Both teen marriage and pregnancy also have to be situated in a wider context of widespread child sexual abuse, mainly by adult men.  This month, the Children’s authority publicized that 1000 cases of sexual abuse were reported to the Authority in the period May 18, 2015 to February 17, 2016. Of that, 142 children were in sexual relationships with adult men, with 61 of them becoming pregnant or having had a child. If those children were married to those adult men, would that make their situation more morally acceptable? To whom?

We’ve dealt with girls’ greater vulnerability to early sexual initiation by denial of the importance of sexual education through our school system. How else to protect our nation’s girls but with information about their bodies, health, safety, rights, options and sources of services and support? Learning how to make and live those decisions best for your future as a growing girl is a better solution to teen pregnancy than marriage.

The second approach that we have taken is shame and blame. The marriage solution makes sense in this context, for it seeks to restore respectability to a girl child, restoring respectability to the family. But, here, obeying the tyranny of respectability may not be doing what is best.

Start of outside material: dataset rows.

PR #414, opened 2022-04-14
organize docstrings into module and submodules

### LINKED ISSUE #396: organise docstrings into module
At the moment, most docstrings are contained in the _docstrings.py module.

We should create a folder called docstrings, and within it, create separate .py for attributes in the init, fit, transform etc.

We need to think if we also want to split it in imputers, encoders, etc. But we should probably centralize docstrings in this module instad of having it in base classes or within modules.

solegalli:
closes #396


solegalli:
FYI @Morgan-Sell 

Please rebase main onto your get_feature_names_out branch.

These changes are relevant for your PR.

PR #454, opened 2022-05-12
[Feature Creation] Decision tree creates a new feature by combining numerous variables

### LINKED ISSUE #107: create new features by combining variables with decision trees
New variables are created by combination of user indicated variables with decision trees. Example: if user passes 3 variables to transformer, a new feature will be created fitting a decision tree with this tree variables and the target.

To think about:
Should we make the transformer so that it combines variables in groups of 2s and 3s, etc? Say the user passes 5 variables, should we create features combining all possible groups of 2s, all possible groups of 3s, all possible groups of 4s and all 5?

Need to think a bit. I know that we do combine a few variables with trees to create new ones, particularly for use in linear models. But this brute force of combining everything with everything for the sake of combining, I have not seen in organisations where models will be used to score customers. So maybe not ideal. Also, increases computational cost, which is not in the spirit of feature-engine.

We want simple, understandable features, for solid, understandable models. Thoughts?

Morgan-Sell:
Closes #107 

Notes from #107: 

New variables are created by combination of user indicated variables with decision trees. Example: if user passes 3 variables to transformer, a new feature will be created fitting a decision tree with this tree variables and the target.

To think about:
Should we make the transformer so that it combines variables in groups of 2s and 3s, etc? Say the user passes 5 variables, should we create features combining all possible groups of 2s, all possible groups of 3s, all possible groups of 4s and all 5?

Need to think a bit. I know that we do combine a few variables with trees to create new ones, particularly for use in linear models. But this brute force of combining everything with everything for the sake of combining, I have not seen in organisations where models will be used to score customers. So maybe not ideal. Also, increases computational cost, which is not in the spirit of feature-engine.


Morgan-Sell:
halo @solegalli,

A few questions:

- Did we make a final decision on whether the class should create new features from all the possible permutations of the user-selected variables? I guess we could create an `all_permutations` init param. Although, I am not convinced of the param's value. I can't think of a use case; however, my experience is limited.
- Should the class allow the user to choose from all of the sklearn decision-tree init params - e.g. `max_depth` and `min_sample_leaf` - to prevent overfitting? Or, do we want to limit the user to 1 or 2 params?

Research on past child brides suggests that girls were compelled into marriages far more than they chose them. Forced by parents who saw them liking a boy and decided a wedding had to take place. Other girls agreed because they were unhappy in their family homes and marriage provided escape. Still others were just doing what was expected, without understanding all the implications. Minors ending up in relationships with adult men had far less bargaining capacity to decide the fate of their lives, and had higher risk of violence.

Over the past six decades, girls themselves have decided against marrying as minors. This can be seen in the vast increase in the age of marriage over this period, once the decision was increasingly in empowered girls’ hands.

This also means that the actual numbers of child marriages are low. However, this is not a numbers issue. It is an issue of having a single, consistent legal position about the age of consent, what constitutes rape of a minor, and what the right approach to different aspects of girls’ sexual vulnerability should be.

The Hindu Women’s Organisation, and leaders such as Brenda Gopeesingh, have been consistently and fearlessly calling for this change for the last decade. There is also significant public support nationally and internationally. Despite sound and fury, amending the marriage laws is a low-stakes change. The political fall-out from this decision will be minor. And, a necessary message will be sent about girls’ right to be children, leaving we adults, rather than them, with the responsibility to resist their early sexualisation.